Changing a character’s appearance or behaviour from their original portrayal distorts the identity that is crafted by the author and is familiar to the public. Unsurprisingly, “wokeism” carries the assumption that technological advancement is equal to progress in entertainment. In practice, however, this shift comes at the expense of the abstract and exaggerated expressions that once vividly demonstrated a character’s emotions – particularly in cartoons. These changes usually favour supposedly more realistic, tech-driven adaptations, which can render the narrative flat. As a result, characters lose their vibrancy – and with it, their believability and relatability. There is a kind of realism in the absurd, and it is precisely this exaggerated, imaginative quality that gives characters emotional depth – because expression and experience are often absurd themselves.
Beneath all of this lies an Orwellian risk – one that conservatives are all too familiar with. The control of language and imagery in literature and film enables control over the thoughts, emotions, and behaviours that people come to see as intelligible or acceptable. Children, of course, are at the forefront of this cultural shaping, and conservatives should view their protection as a generational duty – a trust inherited from those who once safeguarded values. These values recognized danger for what it was, rather than rebranding it through forced sympathy and emotional softening until it became the new standard of what is considered “good” – and even of what is believed to be true about individuals’ intentions and actions.

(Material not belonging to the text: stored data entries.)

PR #877, opened 2021-06-01
Fix deletion of last records in tub

DocGarbanzo:
There is a bug in deleting the last n records of a tub. We fix it by correctly building the set of non-deleted indexes and removing the largest n entries from that.

### DIFF
--- a/donkeycar/parts/tub_v2.py
+++ b/donkeycar/parts/tub_v2.py
@@ -75,9 +75,11 @@ class Tub(object):
         self.manifest.delete_records(record_indexes)
 
     def delete_last_n_records(self, n):
-        last_index = self.manifest.current_index
-        first_index = max(last_index - n, 0)
-        self.manifest.delete_records(range(first_index, last_index))
+        # build ordered list of non-deleted indexes
+        all_alive_indexes = sorted(set(range(self.manifest.current_index))
+                                   - self.manifest.deleted_indexes)
+        to_delete_indexes = all_alive_indexes[-n:]
+        self.manifest.delete_records(to_delete_indexes)
 
     def restore_records(self, record_indexes):
         self.manifest.restore_records(record_indexes)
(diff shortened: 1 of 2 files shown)


donkeycar/tests/test_tub_v2.py
```diff
@@ -7,11 +7,12 @@
 
 class TestTub(unittest.TestCase):
 
-    def setUp(self):
-        self._path = tempfile.mkdtemp()
+    @classmethod
+    def setUpClass(cls) -> None:
```
tikurahul, line 11: Out of curiosity, why did you convert this to a `@classmethod` and not leave it as-is. Not that it matters, but I just wanted to understand if there is a reason.

donkeycar/parts/tub_v2.py
```diff
@@ -75,9 +75,11 @@ def delete_records(self, record_indexes):
         self.manifest.delete_records(record_indexes)
 
     def delete_last_n_records(self, n):
-        last_index = self.manifest.current_index
-        first_index = max(last_index - n, 0)
-        self.manifest.delete_records(range(first_index, last_index))
+        # build ordered list of non-deleted indexes
+        all_alive_indexes = sorted(set(range(self.manifest.current_index))
```
tikurahul, line 79: nit: call this `live_indexes`. It reads better.

tikurahul (approved):

donkeycar/tests/test_tub_v2.py
DocGarbanzo: Because `setUp`  and `tearDown` are called before/after each test function in the class. But here I want to keep the tub alive, because we fill it in the first test method and then use it in the second. `setUpClass` and `tearDownClass` are only called before the first test method and after the last one.

donkeycar/parts/tub_v2.py
DocGarbanzo: Yeah, will probably do this as part of next change, so I can merge this now.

As the case of Roald Dahl illustrates, this effort often involves erasing the past, leaving little room to learn from mistakes or to understand history and culture in their original context. While an author like Dahl was far from flawless, his work offers a candid glimpse into how society once saw itself – even in ways we now find uncomfortable or offensive. The real world is not a sanitized place. Moral ambiguity – and even outright viciousness – can be found in both the powerful and the powerless. Acknowledging this in storytelling teaches young readers to approach life with discernment and caution. Cleansing or eliminating such figures from fiction does not protect children; it misleads them. It denies them the opportunity to confront moral complexity, make judgments, and develop personal accountability.

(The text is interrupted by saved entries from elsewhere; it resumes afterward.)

PR #884, opened 2021-06-13
Add support for all models

DocGarbanzo:
# Add back support for all models

## Overview
* Factor out model from interpreter so each model can be saved and run in .h5 / .savedmodel keras format, in tflite format or in tensorrt format
* Improved KerasPilot interfaces to support the above
* Added test for all models and all interpreters (TFflite excluded for 3d CNN and TRT excluded for LSTM as these are not supported respectively)

## UI improvements
* Add support for all model / interpreter combinations in training and model arena
* Add options to sync only h5, savedmodel, tflite or tensorrt pilots to car

## Small improvements / fixes
* Added comment to status in train screen
* Added better error message in trt conversion
* Added seq length to lstm model str
* Added shebang to profile.py
* In UI: fixed disabling of keyboard when switching from one screen to another.

## Change on models
* Convert LSTM and 3D-CNN model from Sequential to Functional form, because transfer learning, i.e. continuing to train an already trained model, only works in the functional form of these two models.
* Added new model KerasLinearMemory which reads in the last n actions, this facilitates smoother steering
* Added support to inference from dictionary - passing by dictionary is used in training and supports augmentation
* Renamed output layers alphabetically in order to avoid tflite bug which returns output tensors in that order

## General code changes
* Add Sequencer class which returns list of continuous records so sequence models, like rnn, 3dcnn, memory can be trained. Add test.
* Add comparison string (called CString) class to better manage printing available user options. Used in get_model_by_type.
* Reduced tolerance on keras test as we still see relative differences of 2e-5 (which is ok).
* Check either relative or absolute tolerance as untrained models might return values >> 1 in keras test
* Added config parameters CREATE_TF_LITE, CREATE_TENSOR_RT to switch automatic creation of tflite and tensorrt models.


donkeycar/management/graph.py
```diff
@@ -100,8 +100,10 @@ def get_x(self, num_points):
         return x_trafo
 
     def transform_y(self, y):
-        y_scale = (self.bounding_box[1][1] - self.bounding_box[0][1]) \
-                  / (y.max() - y.min())
+        denom = (y.max() - y.min())
```
tikurahul, line 103: Just add a very small epsilon value (something like `1e-6` so you don't have have a divide by zero case.

donkeycar/parts/interpreter.py
```diff
@@ -0,0 +1,296 @@
...
+                                                 tags=[tag_constants.SERVING])
+        graph_func = saved_model_loaded.signatures[
+            signature_constants.DEFAULT_SERVING_SIGNATURE_DEF_KEY]
+        self.frozen_func = convert_var_to_const(graph_func)
+        self.input_shapes = [inp.shape for inp in graph_func.inputs]
+
+    def predict(self, img_arr: np.ndarray, other_arr: np.ndarray) \
+            -> Sequence[Union[float, np.ndarray]]:
+        # first reshape as usual
+        img_arr = img_arr.reshape((1,) + img_arr.shape).astype(np.float32)
```
tikurahul, line 262: Use `unsqueeze()` here and above. Its a lot more easier to understand. Also a comment would be super useful.

donkeycar/pipeline/types.py
```diff
@@ -71,27 +78,68 @@ class TubDataset(object):
     """
 
     def __init__(self, config: Config, tub_paths: List[str],
-                 shuffle: bool = True) -> None:
+                 seq_size: int = None) -> None:
```
tikurahul, line 81: `None` is never a good default for an `int`. Either use `Option[int]` or just use a number like `-1` to represent a sentinel value.

donkeycar/pipeline/types.py
```diff
@@ -71,27 +78,68 @@ class TubDataset(object):
...
+                    record = TubRecord(self.config, tub.base_path, underlying)
+                    if not self.train_filter or self.train_filter(record):
+                        self.records.append(record)
+            if self.seq_size:
+                seq = Sequencer(self.seq_size, self.records)
+                self.records = list(seq)
+        return self.records
+
+
+class Sequencer(Iterable[List[TubRecord]]):
```
tikurahul, line 106: Consider calling this `Collator` because that is what other ML frameworks use.

donkeycar/utils.py
```diff
@@ -16,23 +16,39 @@
...
 
+logger = logging.getLogger()
 
 '''
 IMAGES
 '''
 ONE_BYTE_SCALE = 1.0 / 255.0
 
 
+class CString:
```
tikurahul, line 33: Nit: Might want to come up with a better name ?

donkeycar/parts/interpreter.py
```diff
@@ -0,0 +1,296 @@
...
+        return [inp.shape for inp in self.model.inputs]
+
+    def compile(self, **kwargs):
+        assert self.model, 'Model not set'
+        self.model.compile(**kwargs)
+
+    def invoke(self, inputs):
+        outputs = self.model(inputs, training=False)
+        # for functional models the output here is a list
+        if type(outputs) is list:
```
tikurahul, line 135: Prefer `squeeze` instead.

donkeycar/parts/interpreter.py
```diff
@@ -0,0 +1,296 @@
...
+            # the additional dimension here again
+            output = [output[0].numpy() for output in outputs]
+            return output
+        # for sequential models the output shape is (1, n) with n = output dim
+        else:
+            return outputs[0].numpy()
+
+    def predict(self, img_arr: np.ndarray, other_arr: np.ndarray) \
+            -> Sequence[Union[float, np.ndarray]]:
+        img_arr = img_arr.reshape((1,) + img_arr.shape)
```
tikurahul, line 146: Use `unsqueeze` instead

donkeycar/parts/interpreter.py
```diff
@@ -0,0 +1,296 @@
...
+        inputs = img_arr
+        if other_arr is not None:
+            other_arr = other_arr.reshape((1,) + other_arr.shape)
+            inputs = [img_arr, other_arr]
+        return self.invoke(inputs)
+
+    def predict_from_dict(self, input_dict):
+        for k, v in input_dict.items():
+            input_dict[k] = v.reshape((1,) + v.shape)
```
tikurahul, line 155: Same as above..

donkeycar/pipeline/types.py
```diff
@@ -71,27 +78,68 @@ class TubDataset(object):
...
-        for tub in self.tubs:
-            for underlying in tub:
-                record = TubRecord(self.config, tub.base_path, underlying)
-                if not self.train_filter or self.train_filter(record):
-                    self.records.append(record)
-
-        return train_test_split(self.records, shuffle=self.shuffle,
-                                test_size=(1. - self.config.TRAIN_TEST_SPLIT))
+    @staticmethod
+    def is_continuous(rec_1: TubRecord, rec_2: TubRecord) -> bool:
```
tikurahul, line 117: I think we use `@classmethod` over `@staticmethod`. Use a `cls` as the first parameter if switching over.

tikurahul:
Also wanted to say, this is really amazing work !

Thanks for doing this.

donkeycar/parts/interpreter.py
DocGarbanzo: done.

donkeycar/parts/interpreter.py
DocGarbanzo: done.

donkeycar/parts/interpreter.py
DocGarbanzo: done.

donkeycar/pipeline/types.py
DocGarbanzo: Ok, we can use `0` here for a non-defined value, as only positive integers make sense. Changed to that.

donkeycar/pipeline/types.py
DocGarbanzo: Done.

donkeycar/pipeline/types.py
DocGarbanzo: I think, here '@staticmethod' makes more sense, because it doesn't need a class, it's just a helper function that is used on two `TubRecords`. Because it is used in the implementation of `__iter__()`.  Alternatively, I could make it a member function on `TubRecord` taking another `TubRecord`, that would make sense, too.

donkeycar/utils.py
DocGarbanzo: Yep, done.

DocGarbanzo:
@tikurahul - I've addressed all your points above and pushed a 3rd commit with these changes for review. I can rebase and squash everything afterwards (or squash merge the 3 commits), let me know your prefs.

donkeycar/utils.py
```diff
@@ -30,7 +30,7 @@
 ONE_BYTE_SCALE = 1.0 / 255.0
 
 
-class CString:
+class ComparisonString:
```
tikurahul, line 33: Nit: Call this `EqMemorizedString` perhaps.

tikurahul (approved):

Worse still, this trend is amplified by the push to “diversify” storytelling through a rigid ideological lens. While these efforts aim for representation, they often result in narratives that are as one-dimensional and disconnected from reality as the very tropes they seek to replace. When every story and character begins to sound the same, audiences are left not with a richer understanding of the world, but with a diluted moral vacuum. This is the danger of woke storytelling: not merely a political imposition, but the erosion of reality, truth, and storytelling itself.